All sink operators return Go channels. Take e.g. the ToSlice operator:

func (input *Channel[T]) ToSlice() <-chan []T

It simply gathers elements from the input channel into a slice. The slice is sent to the returned Go channel when either the input channel is closed(so all elements would be in the slice) or the pipeline errors(a partial number of elements would be in the slice). So the typical way to use it is:

channel := jpipe.FromRange(1, 1000)
names := <-jpipe.Map(channel, func(id int) string { getNameFromAPI(id) })
    .ToSlice()

But the typical way to use just synchronously reads the resulting slice from the channel. You could then argue that it would have been easier to have a synchronous ToSliceSync:

func (input *Channel[T]) ToSliceSync() []T

But this synchronous version would be very limiting. Having the possibility to get result asynchronously comes handy in more complex scenarios. For starters, the synchronous version would not allow to have lazy pipeline execution:

pipeline := jpipe.NewPipeline(ctx, jpipe.Config{Context: ctx, StartManually: true})
channel := jpipe.FromRange(1, 1000)
names := jpipe.Map(channel, func(id int) string { getNameFromAPI(id) })
    .ToSliceSync() // it would block here

pipeline.Start()

It’s easy to see in the above snippet that the ToSliceSync call would block, and we would never get to start the pipeline.

Multi-sink pipelines

Pipelines with multiple sink operators are the best way to show the need for asynchronicity. Let’s imagine we have a ForEachAsync operator and see it at work here:

pipeline := jpipe.New(ctx)
channels := jpipe.FromRange(pipeline, 1, 1000).
    Broadcast(2, jpipe.Buffered(20))
names := jpipe.Map(pipeline, func(id int) string { return getNameFromAPI1(id) }, jpipe.Concurrent(10))
    .ToSliceSync()
addresses := jpipe.Map(pipeline, func(id int) string { return getAddressFromAPI2(id) }, jpipe.Concurrent(3))
    .ToSliceSync()

Broadcast is a more complex operator, so let’s visualize the above pipeline:

graph LR;
    A[FromRange]-->B[Broadcast];
    B-->C["Map(getNameFromAPI1)"];
    B-->D["Map(getAddressFromAPI2)"];
    C-->E[ToSliceSync];
    D-->F[ToSliceSync]

Why would one resort to this complexity, instead of using a single Map(without Broadcast) and calling both APIs sequentially? A reason can be that you want to execute both APIs with different concurrency, maybe because each API has specific concurrency rate limits. That’s why in this example, the first Map uses jpipe.Concurrent(10) and the second one uses jpipe.Concurrent(3).

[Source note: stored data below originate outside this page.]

PR #1147, opened 2021-07-26
Use correct tox_env for docs job

Zlopez:

### DIFF
--- a/.zuul.yaml
+++ b/.zuul.yaml
@@ -103,7 +103,7 @@
     parent: tox
     run: ci/test-tox.yaml
     vars:
-      tox_env: bandit
+      tox_env: docs
       dependencies:
         - graphviz
         - python3-sphinxcontrib-httpdomain


Zlopez:
@oturpe Hm, it seems there is still an issue in the docs build. Something about autoflask. I will try to fix this.

Zlopez:
I can reproduce the issue in local vagrant machine, let's see if I will be able to fix it.

Zlopez:
I created https://github.com/sphinx-contrib/httpdomain/issues/53, because I don't see any obvious issue in the documentation.

oturpe:
I did not get that error yesterday when I ran `vagrant up` to work on #1143,
and I did not get it today when I recreated the Vagrant machine to reproduce this.
I do see it if I run `tox -e docs`, however.
Sphinx is not familiar to me, I have no idea what might cause that.

Zlopez:
I know that the issue is related to `sphinx-contrib.httpdomain` library, but I'm not sure what exatcly causing it. And why this is not thrown when setting up vagrant. Maybe the python version is different in vagrant machine and tox env.

oturpe:
By trial and error: it is the Sphinx version. 4.0.3 still works well, 4.1.1 not.
The Vagrant machine gets its Sphinx from Fedora 34 repositories that are currently at 3.4.3,
tox uses `test_requirements.txt` where 4.1.1 is specified.
Simply downgrading test_requirements.txt to 4.1.0 fixes the issue.

I suppose you thought you can rely on CI to check dependabot's suggestions
but for this particular dependency,
the copy paste error in the CI scripts meant nothing was checked.

I could make a PR, but probably it is easier if you just fix this in this one?

Zlopez:
I thought it could be some dependency that was updated during the usage of wrong tox_env in CI. @oturpe If you can create the PR, it would be nice. :+1:

oturpe:
> I thought it could be some dependency that was updated during the usage of wrong tox_env in CI. @oturpe If you can create the PR, it would be nice. +1

#1149

Zlopez:
Let's see if the test will pass now.

PR #1149, opened 2021-07-26
Downgrade Sphinx to compatible version 4.0.3

### LINKED ISSUE #1148: Documentation generation fails due to "Problem in http domain"
When documentation is generated though Tox `docs` task,
the following error happens:

```
$ tox -r -e docs
...
reading sources... [ 90%] release-notes
reading sources... [100%] user-guide
Warning, treated as error:
<autoflask>:1:Problem in http domain: field is supposed to use role 'obj', but that role is not in the domain.
ERROR: InvocationError for command /home/otto/src/Ohjelmistot/anitya/.tox/docs/bin/sphinx-build -W -b html -d /home/otto/src/Ohjelmistot/anitya/.tox/docs/tmp/doctrees . _build/html (exited with code 2)
__________________________________________________ summary ___________________________________________________
ERROR:   docs: commands failed
```

oturpe:
On Sphinx 4.1.1, Tox `docs` task fails due to following kind of error:
    
```
autoflask>:1:Problem in http domain: field is supposed to use role 'obj', but that role is not in the domain.
```
    
This does not happen on Sphinx 4.0.3, so downgrading to that.
    
Fixes #1148 

Also `.gitignore` improvement.

### DIFF
--- a/news/1148.bug
+++ b/news/1148.bug
@@ -1,0 +1,1 @@
+Downgrade Sphinx to compatible version 4.0.3
--- a/test_requirements.txt
+++ b/test_requirements.txt
@@ -14,6 +14,7 @@ requests==2.26.0
 requests-oauthlib==1.3.0
 
 # Required to test building the docs
-sphinx==4.1.1
+# sphinxcontrib-httpdomain errors on Sphinx 4.1.x 
+sphinx==4.0.3
 sphinxcontrib-httpdomain==1.7.0
 sqlalchemy_schemadisplay==1.3


.gitignore
```diff
@@ -3,6 +3,7 @@ build/
 dist/
 docs/_build/
 docs/docblocks/
+docs/images/
```
Zlopez, line 6: We don't want to ignore this folder, otherwise the database diagram is missing in documentation on readthedocs.

Zlopez (changes requested):
Remove the docs/images/database.png, this file should be uploaded only if there is any change in database.

Also don't ignore the folder that contains it, otherwise the images will be missing in the documentation. We could probably prevent that by adding the ./generate_database_image script to Makefile for docs building.

Zlopez (approved):

abitrolly:
> Remove the docs/images/database.png, this file should be uploaded only if there is any change in database.

The best way probably would be to generate the image in reproducible way.

oturpe:
> Remove the docs/images/database.png, this file should be uploaded only if there is any change in database.
> 
> Also don't ignore the folder that contains it, otherwise the images will be missing in the documentation. We could probably prevent that by adding the ./generate_database_image script to Makefile for docs building.

Ok, I dropped the commit related to these.
It is just that when you run `tox -e docs`,
that file changes and Git starts showing it as modified.
I took this a case of missing `.gitignore`,
now I see that things were intentionally set up this way.

Btw. you could both commit the file **and** have it in `.gitignore`.
That works, but because it is not a common pattern,
it might just cause more confusion than
an autogenerated file showing up in `git status` as modified does.

abitrolly:
> It is just that when you run tox -e docs, that file changes and Git starts showing it as modified.

It appears that on my F34 the `docs/images/database.png` is same even if I regenerate it. How do you run it? Can you attach your version here?

Zlopez:
The output is same, but I think that the metadata are different, so this is why git thinks that this is always a new version.

abitrolly:
Where the metadata is stored?

Zlopez:
Directly in PNG, just check the the file with `exiftool`
```
$ exiftool database.png 
ExifTool Version Number         : 12.26
File Name                       : database.png
Directory                       : .
File Size                       : 31 KiB
File Modification Date/Time     : 2021:02:21 13:33:25+01:00
File Access Date/Time           : 2021:07:25 09:48:01+02:00
File Inode Change Date/Time     : 2021:05:06 12:30:19+02:00
File Permissions                : -rw-r--r--
File Type                       : PNG
File Type Extension             : png
MIME Type                       : image/png
Image Width                     : 453
Image Height                    : 719
Bit Depth                       : 8
Color Type                      : RGB with Alpha
Compression                     : Deflate/Inflate
Filter                          : Adaptive
Interlace                       : Noninterlaced
Background Color                : 255 255 255
Image Size                      : 453x719
Megapixels                      : 0.326
```

abitrolly:
@Zlopez no, these fields are not stored in .png
```
File Modification Date/Time     : 2021:02:21 13:33:25+01:00
File Access Date/Time           : 2021:07:25 09:48:01+02:00
File Inode Change Date/Time     : 2021:05:06 12:30:19+02:00
```
I regenerated the image from scratch and `git` doesn't detect any changes. There must be something else here. Perhaps a problem with database.

database

Zlopez:
Hm, in this case I'm not sure why git is thinking that the image is sometime new even if there wasn't any change in the database.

Back to the synchronicity issues, you can probably see the problem in the above code already. The first ToSliceSync makes the pipeline start. Broadcast sends all values to both output channels, and since it has jpipe.Buffered(20), it will send the first 20 values. The first ToSliceSync processes 20 values, but the Broadcast’s second output channel is not being consumed yet, cause the second ForEachAsync hasn’t even been created yet, and it won’t be, cause execution is blocked waiting for the first ToSliceSync to complete. Broadcast is blocked at this point, so it won’t send more values to either channel. The pipeline is then in a sort of deadlock.

The code is simply fixed by using the normal ToSlice:

pipeline := jpipe.New(ctx)
channels := jpipe.FromRange(pipeline, 1, 1000).
    Broadcast(2, jpipe.Buffered(20))
namesChannel := jpipe.Map(pipeline, func(id int) string { return getNameFromAPI1(id) }, jpipe.Concurrent(10))
    .ToSlice()
addressesChannel := jpipe.Map(pipeline, func(id int) string { return getAddressFromAPI2(id) }, jpipe.Concurrent(3))
    .ToSlice()

names := <-namesChannel
addresses := <-addressesChannel

if pipeline.Error() != nil {
    fmt.Printf("Error: %v\n", pipeline.Error())
}

See how we check if there was a pipeline error, to be sure the results in names and addresses are not partial.